See our latest analysis for Hester Biosciences

Hester Biosciences' Earnings Easily Cover The Distributions

While yield is important, another factor to consider about a company's dividend is whether the current payout levels are feasible. Hester Biosciences is quite easily earning enough to cover the dividend, however it is being let down by weak cash flows. In general, we consider cash flow to be more important than earnings, so we would be cautious about relying on the sustainability of this dividend.

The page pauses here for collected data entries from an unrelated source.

Issue #4382, opened 2021-01-11
CoreDNS plugin to watch Kubernetes CRD for stub-domains


christianang:
**What would you like to be added**:

A CoreDNS plugin that watches a Kubernetes CRD that can configure a stub-domain in CoreDNS.

My strawdog proposal for a CRD is:

```yaml
---
apiVersion: coredns.addons.x-k8s.io/v1alpha1 (???)
kind: DNSZone
metadata:
  name: my-company.internal
  namespace: kube-system
spec:
  zoneName: my-company.internal
  forwardTo: 10.100.1.1
```

**Why is this needed**:

Currently, CoreDNS serves as the Kubernetes cluster DNS server for all applications running on the Kubernetes cluster. We would like to provide the ability for multiple collaborators (controllers or humans) to add upstream DNS resolvers for custom DNS zones so that applications running on the Kubernetes cluster can resolve custom domains.

While stubdomains and upstream nameservers can be configured with the forward plugin in CoreDNS, the Corefile for the Kubernetes cluster DNS is a global resource. This makes it difficult for a custom controller to add its own configuration to the Corefile. A custom controller might have to assume no one else would change the Corefile and overwrite any outside changes, which is not great because it reduces flexibility. Alternatively, a controller could have logic to determine what parts it added, and therefore can change, which isn’t impossible, but complex and potentially brittle e.g a human operator cannot tell if a part of the Corefile was added by a controller and they attempt to change it.

I’m interested in building this, but I’d like some feedback on if this was built would this be something we can get in-tree. The reason I’m interested in having this in-tree is because it removes the complexity of building my own version of coredns and replacing the image in `kube-system`. It also feels like a generally useful feature for Kubernetes that streamlines the process of adding a stub-domain. I’m also interested in thoughts on the structure of the CRD.

Additional context [here](https://github.com/kubernetes-sigs/cluster-addons/issues/88), I originally brought the idea up in the coredns-operator, but the idea that it may belong in CoreDNS itself was brought up.

Potentially relevant issue #1999 because it also suggests adding support for watching CRDs.

chrisohaver:
It would be cool if we could do a generic CRD watching plugin that passes off configurations to other plugins.  i.e. `<suspend disbelief>` CRD plugin detects change, processes it and sees it's a new domain for forward, so it informs the forward plugin of the new domain; forward plugin then updates its configuration`</suspend disbelief>`

[...]

PR #4512, opened 2021-03-09
Initial implementation of ForwardCRD plugin

christianang:

This PR is the initial implementation of the KubernetesCRD plugin that sets out to implement #4382. Namely, it allows CoreDNS to watch a DNSZone CRD to configure stub-domains for Kubernetes clusters.

Edit: This PR has been updated from just the readme to the initial implementation of the plugin.

#4382


miekg:
very interesting idea. What the data model for the zone data? And how do you envision lookup taking weird DNS stuff into account, like wildcards and in-zone CNAMEs? You want to depend on `file.Lookup` ? Would not be a bad idea to make the interface suitable for different backends (long standing idea in another issue somewhere)

christianang:
Currently I'm thinking this would handle the very narrow case of forwarding dns messages to other dns servers based on the zone name (basically implementing stub-domains, but through crds). Not currently thinking of handling any individual records for a zone. I imagine handling requests at that point would be similar to how CoreDNS handles dns mux-ing now for server blocks. E.g there will be a map of zone names that map to forward plugins and we would loop through the map looking for a match, popping off subdomains of the zone until a match is found and we call that forward plugin's `ServeDNS` function. I think this sidesteps a lot of dns complexity, but let me know if I'm overlooking something.

I can envision that this plugin can become more flexible, through additional crd(s). Not sure what this might look like yet, since there are probably a few ways to slice it so starting with a pretty limited crd.

christianang:
I've updated the PR to include my initial implementation of the plugin. Apologies for what is now a massive PR, it felt like it made sense to continue iterating on the single PR, but let me know if you prefer breaking this down in any way. I did try and keep commits focused, which may help digest the PR.

Would appreciate feedback, I imagine being new to this codebase there were design decisions I made that might not be the best approach for a given problem, so let me know if you spot ways this can be improved.

One design decision that might be worth pointing out, I added a function to the forward plugin `NewWithConfig` that allows the `kubernetescrd` plugin to create instances of forward on-demand. This duplicated some code, which could be "DRY"-ed up, but in favor of not making too far reaching changes to the code base I left it duplicated and am happy with making follow up PRs to de-duplicate code if the approach I used makes sense.

plugin/kubernetescrd/README.md
```diff
@@ -0,0 +1,161 @@
+# kubernetescrd
```
rosenhouse: Small note from reviewing this README:  maybe a few words or a section about security?

A malicious user could create these resources in order to steal traffic (as they could if they had write access to the `coredns` configmap in `kube-system`

May be worth recommending that users limit the namespace to `kube-system`, perhaps show that example first with some language recommending that?  Also worth noting that when touching on the RBAC topic, since RBAC on writes to the resource could be another way of locking down the security.

christianang: Good point. I've added a small section to readme wrt to this.

core/dnsserver/zdirectives.go
```diff
@@ -46,6 +46,7 @@ var Directives = []string{
 	"clouddns",
 	"k8s_external",
 	"kubernetes",
+	"kubernetescrd",
```
chrisohaver: The position of this plugin in the chain is driven by the DNS function performed, which for now is just forwarding.  If the plugin is expanded to expose other functions via CRDs, then picking a single position in the plugin chain that is appropriate for all functions may prove difficult/impossible. IOW, this plugin may need to remain specific to stub domain forwarding.

We might want to order this immediately before _forward_. In its current position, it executes before _file_, whereas _forward_ normally executes after _file_.  I think we should try to make the behavior be as close as possible to using the _forward_ plugin.

However, the typical way of configuring a stub domain is to define a serverblock for the zone.  A separate serverblock creates a plugin chain for that zone, allowing for different configurations per stubdomain  (e.g. cache settings).  Routing all the zones from a single point isn't quite as flexible. There is currently no way for plugins to "create" new server blocks.  I think it would be possible to modify core/dnsserver to enable that, but it could get complicated.

plugin/forward/forward.go
```diff
@@ -53,12 +56,112 @@ type Forward struct {
...
+
 // New returns a new Forward.
 func New() *Forward {
 	f := &Forward{maxfails: 2, tlsConfig: new(tls.Config), expire: defaultExpire, p: new(random), from: ".", hcInterval: hcInterval, opts: options{forceTCP: false, preferUDP: false, hcRecursionDesired: true}}
 	return f
 }
 
+// NewWithConfig returns a new Forward configured by the provided
+// ForwardConfig.
+func NewWithConfig(config ForwardConfig) (*Forward, error) {
```
chrisohaver, line 88: I think I like this direction.  I presume forward's existing Corefile parsing functions will also be refactored to create a `ForwardConfig`, and then use `NewWithConfig` to create the `Forward` struct.  This also opens the way for other plugins to reuse the "forwarding" function of the forward plugin (e.g. adding a forwarding action to coredns/policy).

@miekg, WDYT?

plugin/kubernetescrd/controller.go
```diff
@@ -0,0 +1,235 @@
...
+		}
+		forwardConfig := forward.ForwardConfig{
+			From: dnsZone.Spec.ZoneName,
+			To:   []string{dnsZone.Spec.ForwardTo},
+		}
+		plugin, err := d.instancer(forwardConfig)
+		if err != nil {
+			return err
+		}
+		err = plugin.OnStartup()
```
chrisohaver: This doesnt capture the dnstap integration (from forward setup).  Not sure if it's achievable from this point.

chrisohaver (commented):
Thanks @christianang! Lots to digest, but from what I understand, it looks good so far.

core/dnsserver/zdirectives.go
chrisohaver: Another difference between routing queries through separate serverblocks vs single point will surface in metrics, since server scope metrics have a zone label of the enclosing serverblock.  When routing queries through one point, the resulting metrics would all be labeled with the same zone (the zone of the serverblock enclosing the plugin).

chrisohaver: > If the plugin is expanded to expose other functions via CRDs, then picking a single position in the plugin chain that is appropriate for all functions may prove difficult/impossible.

Regarding the above: This may be solved by instead of having the crd-monitoring plugin serving DNS requests, the other plugins did.  For example, if forward could handle multiple zones, learn of added/deleted zones from the crd-monitoring plugin while running, and start/stop serving those zones.  In this way, dns requests would be served by the forward plugin itself.  Other plugins could be adapted similarly, e.g. hosts, for crd controlled A/AAAA records.  The hosts and forward plugins require different positions in the plugin chain (hosts near the top, and forward near the bottom).

Note: this doesn't address the aforementioned "serverblock" differences.

christianang: > The position of this plugin in the chain is driven by the DNS function performed, which for now is just forwarding. If the plugin is expanded to expose other functions via CRDs, then picking a single position in the plugin chain that is appropriate for all functions may prove difficult/impossible. IOW, this plugin may need to remain specific to stub domain forwarding.

Positioning in the chain is an interesting point I didn't realize. I was optimistically aiming for this plugin to encapsulate other functions via CRDs, but it does seem difficult now. Perhaps it is best to rename this plugin if you think it is unlikely we can encapsulate other functionality into this plugin (maybe `forwardingcrd` or something)? It does feel like it may get unwieldy if there becomes a proliferation of plugins to implement more functionality via CRDs.

> We might want to order this immediately before forward. In its current position, it executes before file, whereas forward normally executes after file. I think we should try to make the behavior be as close as possible to using the forward plugin.

Makes sense, and I can make this change.

> However, the typical way of configuring a stub domain is to define a serverblock for the zone. A separate serverblock creates a plugin chain for that zone, allowing for different configurations per stubdomain (e.g. cache settings). Routing all the zones from a single point isn't quite as flexible. There is currently no way for plugins to "create" new server blocks. I think it would be possible to modify core/dnsserver to enable that, but it could get complicated.

Yeah, the current implementation is not very flexible in this regard. I like the idea of this plugin "creating" new server blocks, but it does seem very complex and I did not want to dig too deep into modifying core/dnsserver code on the initial implementation. I could see the plugin being refactored to use such functionality and perhaps the CRD at that point could allow a user to specify what plugins they want to enable and those could be translated into server blocks. Perhaps creating new server blocks would also helps with the plugin chain ordering problem and the metrics problem?

> Regarding the above: This may be solved by instead of having the crd-monitoring plugin serving DNS requests, the other plugins did. For example, if forward could handle multiple zones, learn of added/deleted zones from the crd-monitoring plugin while running, and start/stop serving those zones. In this way, dns requests would be served by the forward plugin itself. Other plugins could be adapted similarly, e.g. hosts, for crd controlled A/AAAA records. The hosts and forward plugins require different positions in the plugin chain (hosts near the top, and forward near the bottom).

That makes sense, but one thing I'm unclear on, do instances of plugins just exist that I can modify (assuming we gave that plugin the functionality to be externally modified), or would the crd-monitoring plugin still have to instantiate instances of the plugin (and would that mean it isn't part of the proper plugin chain)?

plugin/kubernetescrd/controller.go
christianang: Good catch, but what makes you say you don't think it is achievable? I think I can save off the `dnstap` plugin within setup and set the `tapPlugin` on `forward.NewWithConfig`, but let me know if there is something I'm missing.

core/dnsserver/zdirectives.go
chrisohaver: > Perhaps creating new server blocks would also helps with the plugin chain ordering problem and the metrics problem?

Yes - it would essentially mimic the current way stub zones are configured.  So, metrics would get labeled in the correct zone.  Plugin chain ordering would not matter, since each zone gets its own chain.

I've been looking into how this could be implemented, and what it looks like.  After a few hours fiddling with it, it can confirm, it _is_ complicated - and requires some (perhaps unacceptable) hacks.  ATM, I'm thinking that my tinkering wont produce something feasible, and we'll just document the differences in behavior between CRD stub zones and manually defined ones.

> That makes sense, but one thing I'm unclear on, do instances of plugins just exist that I can modify (assuming we gave that plugin the functionality to be externally modified), or would the crd-monitoring plugin still have to instantiate instances of the plugin (and would that mean it isn't part of the proper plugin chain)?

I was thinking we assume they exist.  Dynamically inserting another plugin into the chain while maintaining the correct execution order would almost impossible I think.  Assuming the plugin exists means we'd probably want the dns-serving plugins to be declared in a blank slate state (to later be configured via the crd interface). But in the CRD stub zone forward case, an instance of forward typically pre-exists (the default upstream).

The crd plugin would not sit in the plugin chain. It would not have a `ServeDNS()` function defined (wont implement a plugin Handler), and it would not be added to the Config in setup().  There are examples of this kind of "configuration" type plugin, e.g. *sign*

Another approach entirely could be to create "crd" versions of each plugin we want to CRD-ify... i.e. *forward-crd* , *hosts-crd*, ... and package some of the shared crd monitoring components to reduce code duplication. These crd plugins could be placed next to (just before, just after?) their non-crd counterparts. *forward-crd* essentially akin to the implementation in this PR.  This minimizes ordering angst, but i think there may still be a little WRT the before/after question (i.e. which one "wins" in the event of zone overlap).

plugin/kubernetescrd/controller.go
chrisohaver: Oh it could be - I didn't scratch below the surface ...  just saying I wasn't sure if it was or not.

christianang: Gotcha, I implemented dnstap and tested it locally.

core/dnsserver/zdirectives.go
christianang: Any preference on which implementation is preferable? Not sure if I lean towards any particular implementation since they both seem to have their own tradeoffs. Configuring a separate plugin means you have to add both plugins to the chain, which could lead to misconfiguration, but solves the ordering issue. CRD-ifying plugins solves adding both plugins to the chain, but there is now an ordering issue with their non-crd counterparts.

chrisohaver: > Any preference on which implementation is preferable?

I like the "crd plugin configures other plugins" solution because it mimics the behavior of having had configured those plugins via the Corefile, and it results in fewer plugins down the road.
However, I like the "forward-crd plugin serves dns itself via an instance of forward" because it would enable other plugins to leverage the forwarding capability of the forward plugin.

I'm leaning toward "forward-crd plugin serves dns itself via an instance of forward" ... since i'm on the fence, and you've more or less already done it this way.

christianang: Sounds good. I've done a quick rename from `kubernetescrd` to `forwardcrd`. I think that is all I might need to do at this point, but let me know if I've missed anything.

plugin/forwardcrd/README.md
```diff
@@ -0,0 +1,173 @@
+# forwardcrd
+
+## Name
+
+*forwardcrd* - enables proxying DNS messages to upstream resolvers by reading
+CRDs from a Kubernetes cluster
```
chrisohaver:
```suggestion
the `DNSZone` CRD from a Kubernetes cluster
```

plugin/forwardcrd/README.md
```diff
@@ -0,0 +1,173 @@
...
+  **Note**: It is recommended to limit the namespace (e.g to `kube-system`)
+  because this can be potentially misused. It is ideal to keep the level of
+  write access similar to the `coredns` configmap in the `kube-system`
+  namespace.
+
+## Ready
+
+This plugin reports readiness to the ready plugin. This will happen after it has
+synced to the Kubernetes API.
+
```
chrisohaver, line 69: Should add a section (here or elsewhere) describing how this works with and differs from the Corefile serverblock defined stub domains, and a forward plugin in the same block that covers the following points...
* when DNSZone CRDs and serverblock defined stub domains are used, domains defined in the Corefile take precedence (in the event of zone overlap). e.g. if the domain `example.com` is defined in the corefile as a stub domain, and a DNSZone CRD record defined for `sub.example.com`, then `sub.example.com` would get forwarded to the upstream defined in the corefile, not the DNSZone.
* metrics difference: DNSZone metrics all labeled in single zone (the zone of the enclosing serverblock).
* When using forwardcrd and forward in the same serverblock, DNSZones take precedence over forward plugin defined in the same serverblock. e.g. if a DNSZone is defined for `.`, then no queries would be forwarded to the upstream defined the forward plugin of the same serverblock.

precedence is serverblock -> forwardcrd -> forward

chrisohaver (commented):
> I added a function to the forward plugin NewWithConfig that allows the kubernetescrd plugin to create instances of forward on-demand. This duplicated some code, which could be "DRY"-ed up, but in favor of not making too far reaching changes to the code base I left it duplicated and am happy with making follow up PRs to de-duplicate code if the approach I used makes sense.

I think it makes sense to work that out now and include it in this PR.

plugin/forwardcrd/README.md
```diff
@@ -0,0 +1,173 @@
...
+  names for remote k8s connection.  This option is ignored if connecting
+  in-cluster (i.e. endpoint is not specified).
+* `kubeconfig` **KUBECONFIG [CONTEXT]** authenticates the connection to a remote
+  k8s cluster using a kubeconfig file.  **[CONTEXT]** is optional, if not set,
+  then the current context specified in kubeconfig will be used.  It supports
+  TLS, username and password, or token-based authentication.  This option is
+  ignored if connecting in-cluster (i.e., the endpoint is not specified).
+* `namespace` **NAMESPACE** only reads `DNSZone` resources from the namespace
+  listed. If this option is omitted then it will read from all namespaces.
+  **Note**: It is recommended to limit the namespace (e.g to `kube-system`)
```
chrisohaver: Ideally we should default to the recommended configuration.  e.g. Default to only reading CRDs from `kube-system`, then perhaps allowing just `namespace` without any namespaces listed mean "all namespaces".

christianang:
Something that occurs to me is there could be slight confusion that the plugin is called `forwardcrd`, but the actual CRD is named `DNSZone`. I wonder if there are any thoughts on me renaming the CRD to be called `Forward`?

plugin/forwardcrd/README.md
christianang: Makes sense. Added to the readme.

plugin/forwardcrd/README.md
christianang: Makes sense.

christianang:
Updated the PR with updates based on your feedback. I also did the refactor to forward setup so that is resolved as well.

plugin/forwardcrd/README.md
```diff
@@ -0,0 +1,206 @@
...
+synced to the Kubernetes API.
+
+## Ordering
+
+Coredns has following precedence:
+Corefile Server Block -> `forwardcrd` plugin -> `forward` plugin.
+
+When `DNSZone` CRDs and Server Blocks define stub domains that are used,
+domains defined in the Corefile take precedence (in the event of zone overlap).
+in the Corefile take precedence (in the event of zone overlap). e.g. if the
```
chrisohaver:
```suggestion
e.g. if the
```

plugin/forwardcrd/README.md
```diff
@@ -0,0 +1,206 @@
...
+  configmap in the `kube-system` namespace.
+
+## Ready
+
+This plugin reports readiness to the ready plugin. This will happen after it has
+synced to the Kubernetes API.
+
+## Ordering
+
+Coredns has following precedence:
```
chrisohaver:
```suggestion
Forward behavior can be defined in three ways, via a Server Block, via the *forwardcrd* plugin, and via the *forward* plugin.  If more than one of these methods is employed and a query falls within the zone of more than one, CoreDNS selects which one to use based on the following precedence:
```

plugin/forwardcrd/README.md
```diff
@@ -0,0 +1,206 @@
...
+Corefile Server Block -> `forwardcrd` plugin -> `forward` plugin.
```
chrisohaver:
```suggestion
Corefile Server Block -> *forwardcrd* plugin -> *forward* plugin.
```

chrisohaver: To be consistent with other plugin documentation, *emphasize* plugin names.

chrisohaver (commented):
LGTM!  Suggested some fixes and tweaks to docs.

chrisohaver:
> Something that occurs to me is there could be slight confusion that the plugin is called `forwardcrd`, but the actual CRD is named `DNSZone`. I wonder if there are any thoughts on me renaming the CRD to be called `Forward`?

Sounds reasonable.  `StubDomain` could also work - carrying forward the name Kubernetes uses to describe the feature.

christianang:
I ended up leaning towards renaming it to `Forward` for consistency with the plugin name.

plugin/forwardcrd/README.md
```diff
@@ -0,0 +1,207 @@
...
+domains defined in the Corefile take precedence (in the event of zone overlap).
+e.g. if the
+domain `example.com` is defined in the Corefile as a stub domain, and a
+`Forward` CRD record defined for `sub.example.com`, then `sub.example.com` would
+get forwarded to the upstream defined in the Corefile, not the `Forward` CRD.
+
+When using `forwardcrd` and `forward` in the same Server Block, `Forward` CRDs
+take precedence over the `forward` plugin defined in the same Server Block.
+e.g. if a `Forward` resource is defined for `.`, then no queries would be
+forwarded to the upstream defined the `forward` plugin of the same Server Block.
```
chrisohaver:
```suggestion
When using *forwardcrd* and *forward* plugins in the same Server Block, `Forward` CRDs
take precedence over the *forward* plugin defined in the same Server Block.
e.g. if a `Forward` CRD is defined for `.`, then no queries would be
forwarded to the upstream defined in the *forward* plugin of the same Server Block.
```

plugin/forwardcrd/README.md
```diff
@@ -0,0 +1,207 @@
...
+
+## Forward resource
+
+Apply the `Forward` CRD to your Kubernetes cluster.
+
+```
+kubectl apply -f ./manifests/crds/coredns.io_forwards.yaml
+```
+
+Assuming the **forwardcrd** plugin has been configured to allow `Forward`
```
chrisohaver:
```suggestion
Assuming the *forwardcrd* plugin has been configured to allow `Forward`
```

plugin/forwardcrd/README.md
```diff
@@ -0,0 +1,207 @@
...
+take precedence over the *forward* plugin defined in the same Server Block.
+e.g. if a `Forward` CRD is defined for `.`, then no queries would be
+forwarded to the upstream defined in the *forward* plugin of the same Server Block.
+
+## Metrics
+
+`Forward` CRD metrics are all labeled in a single zone (the zone of the enclosing
+Server Block).
+
+## Examples
```
chrisohaver, line 104: A real-world example of how forwardcrd would be used in an actual CoreDNS Corefile as deployed in a kubernetes cluster would be helpful.

plugin.cfg
```diff
@@ -61,6 +61,7 @@ secondary:secondary
 etcd:etcd
 loop:loop
 forward:forward
+forwardcrd:forwardcrd
```
chrisohaver, line 65: _forwardcrd_ should come before _forward_. Otherwise, a default upstream forwarder, such as the one in the default K8s file `forward . /etc/resolv.conf`, would prevent _forwardcrd_ in the same server block from serving any queries.

chrisohaver (approved):

christianang:
Thanks for approving @chrisohaver. Can I ask what next steps are for merging? Let me know if there is anything else I should do to help this along.

chrisohaver:
@miekg, This LGTM. Are you OK to merge?

ohbus (approved):

plugin/forward/forward.go
v-byte-cpu: @chrisohaver I love this idea and implemented a similar solution in https://github.com/coredns/coredns/pull/4583. Anyway config parsing logic should be separated from plugin logic according to the single-responsibility principle. It will not only decouple components but also allow to thoroughly cover the parsing functionality with tests.

christianang:
I've rebased this PR on master. It looks like the major change I had to account for was the change to `Normalize` returning an array (#4621). When a forward crd is created and the zone is normalized, it only [uses the first element](https://github.com/coredns/coredns/pull/4512/files#diff-03444ae608d8d9e40e535b1a558123fdee46e72e62c051c72f3571c2104c687eR35), which seems to be similar to what the [forward plugin itself is doing](https://github.com/coredns/coredns/pull/4512/files#diff-2067160fadb0b4ccfe74a9fe1cb1d849527835d14d1ef4d732ce2be13e9ae796R90) because we don't expect the `from` for the forward plugin to ever be a non-octet reverse zone, but correct me if I'm wrong.

chrisohaver:
>... because we don't expect the `from` for the forward plugin to ever be a non-octet reverse zone, but correct me if I'm wrong.

Yes for now, but eventually this should be supported.  In #4639, I'm proposing that we warn users that are using such CIDRs until support is added.

christianang:
That makes sense. Made another rebase to carry over the warning to this PR.

christianang:
I've rebased my changes on master and also reduced the commits to make it easier to comb through.

@miekg if you have some time to review I'd appreciate it.

christianang:
Hi, revisiting this PR since its been some time. @miekg do you think you can give this a review? I would appreciate it.

chrisohaver:
@christianang, can you add this plugin and yourself as the owner, in the CODEOWNERS file?

christianang:
Done!

chrisohaver:
@miekg, is it OK with you if we merge this new plugin without your review, or would you like to review it first?

miekg:
[ Quoting ***@***.***> in "Re: [coredns/coredns] Initial imple..." ]
***@***.***, if it OK with you if we merge this new plugin without your review, or
>would you like to review it first?

I don't have the time to thorougly review this. If I can find time for deeper coredns
reviews it would be focussed on some long standing PRs in the *file* plugin.

miekg:
ok, wsn't expediting that,. Think this is perfectly fine as an external plugin. Never saw the use-case why this needs to be in coredns proper

chrisohaver:
> ok, wsn't expediting that,. Think this is perfectly fine as an external plugin. Never saw the use-case why this needs to be in coredns proper

Sorry - I misinterpreted your response as an OK.  I'll revert it.

chrisohaver:
@christianang, sorry for the mixup. If you have time, please [register the plugin as an external plugin on coredns.io](https://coredns.io/2017/07/23/add-external-plugins/) ...

chrisohaver:
> ...  please register the plugin as an external plugin on coredns.io ...

Sorry - its been so long since I had looked at the code... quickly scanning it over, I remember now that this plugin required some refactoring of the _forward_ plugin... so it cannot stand as-is as an external plugin unless we also create a new external plugin from a copy of the forward plugin with those modifications ... or we merge the mods to the _forward_ plugin.

johnbelamaric:
Alternatives to consider, that (maybe) won't require changes to any existing plugins:

1) Operator that consumes CRDs and rewrites the ConfigMap of the Corefile;
2) New input flag(s) that read read directly from k8s CRDs to create a special CaddyfileInput a-la this example: https://github.com/coredns/learning-coredns/blob/master/dnscached/main.go (may require using CoreDNS as a library rather than directly)
3) Some sort of tweak to coredns/caddyfile.Dispenser to construct a Corefile out of CRD input (similar to (2) but different approach internally

Of course (1) requires zero changes to CoreDNS.

chrisohaver:
1 was originally suggested, but I had suggested a coredns plugin idea. Sorry folks!

christianang:
Sad to hear. I'll hit pause on making any attempts at this for now since (as @chrisohaver brought up), this does require a refactor to the forward plugin so it can be used by the newly introduced crd plugin so just making it an external plugin will take some effort.

I am open to continuing discussion on the feature and how best to implement if someone wants to continue (perhaps it makes sense to reopen and continue on #4382?), but for now I'll put down the effort.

Looking forward, earnings per share is forecast to rise by 58.9% over the next year. Assuming the dividend continues along recent trends, we think the payout ratio could be 15% by next year, which is in a pretty sustainable range.

historic-dividend
NSEI:HESTERBIO Historic Dividend August 1st 2022

Dividend Volatility

The company has a long dividend track record, but it doesn't look great with cuts in the past. Since 2012, the dividend has gone from ₹2.33 total annually to ₹10.00. This implies that the company grew its distributions at a yearly rate of about 16% over that duration. Dividends have grown rapidly over this time, but with cuts in the past we are not certain that this stock will be a reliable source of income in the future.

The Dividend Looks Likely To Grow

With a relatively unstable dividend, it's even more important to evaluate if earnings per share is growing, which could point to a growing dividend in the future. Hester Biosciences has seen EPS rising for the last five years, at 11% per annum. Growth in EPS bodes well for the dividend, as does the low payout ratio that the company is currently reporting.

Our Thoughts On Hester Biosciences' Dividend

Overall, we don't think this company makes a great dividend stock, even though the dividend wasn't cut this year. With cash flows lacking, it is difficult to see how the company can sustain a dividend payment. This company is not in the top tier of income providing stocks.

It's important to note that companies having a consistent dividend policy will generate greater investor confidence than those having an erratic one. Meanwhile, despite the importance of dividend payments, they are not the only factors our readers should know when assessing a company. Just as an example, we've come across 3 warning signs for Hester Biosciences you should be aware of, and 2 of them are a bit unpleasant. Looking for more high-yielding dividend ideas? Try our collection of strong dividend payers.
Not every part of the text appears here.